La risposta dovrebbe essere semplice, il risparmio. Il farmaco di marca ha costi totalmente diversi, in quanto il lancio e la ricerca scientifica incidono notevolmente sul prezzo finale, costo che il generico non deve ammortizzare. Sulle basi di questo dato di fatto, è stato approvato alla Commissione Bilancio del Senato un emendamento alla spending review per incentivare l’ uso dei farmaci generici, in cui si stabilito che- il farmacista è tenuto sempre a sostituire la specialità medicinale con l’equivalente ad un prezzo più basso a meno che il medico non abbia espressamente indicato nella ricetta la non sostituibilità o salvo richiesta del paziente. L’emendamento prevede inoltre, che- il medico è tenuto ad indicare nella ricetta del Servizio Sanitario nazionale la sola denominazione del principio attivo contenuto nel farmaco. Inutile dire che tutto questo abbia sollevato consistenti polemiche, i primi a sollevarsi contro il nuovo tentativo di spingere il mercato verso i generici sono stati gli imprenditori del farmaco, le dichiarazioni di Farmaindustria sono state corpose, hanno parlato di tentato omicidio dell’ industria farmaceutica, non si sono fatte attendere le risposte di Fimming, Snami, Smi, Federfarma e Fofi.

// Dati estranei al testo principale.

PR #13659, opened 2022-07-01
Replace deprecated ioutil pkg with os & io

abhinavnair:
### Description
As of Go 1.16, the same functionality is now provided by package io or
package os, and those implementations should be preferred in new code.

So replacing all usage of `ioutil` pkg with `io` & `os`.

N/A

### Links
N/A

### PR Checklist

* [ ] updated test coverage
* [ ] not a security concern

### DIFF
--- a/agent/agent.go
+++ b/agent/agent.go
@@ -6,7 +6,6 @@ import (
 	"encoding/json"
 	"fmt"
 	"io"
-	"io/ioutil"
 	"net"
 	"net/http"
 	"os"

Nella posizione opposta Giorgio Foresti di Assogenerici , secondo il quale non dovrebbe essere un mistero che nel resto d’ Europa, costino molto meno che in Italia in quanto non esiste il monopolio del farmaco di marca. Tornando al fulcro della nostra discussione i cittadini spendono 770 milioni di euro per coprire la differenza di prezzo tra l’ equivalente e il farmaco di marca a brevetto scaduto. Il Servizio sanitario risparmierebbe oltre 440 milioni di euro l’anno.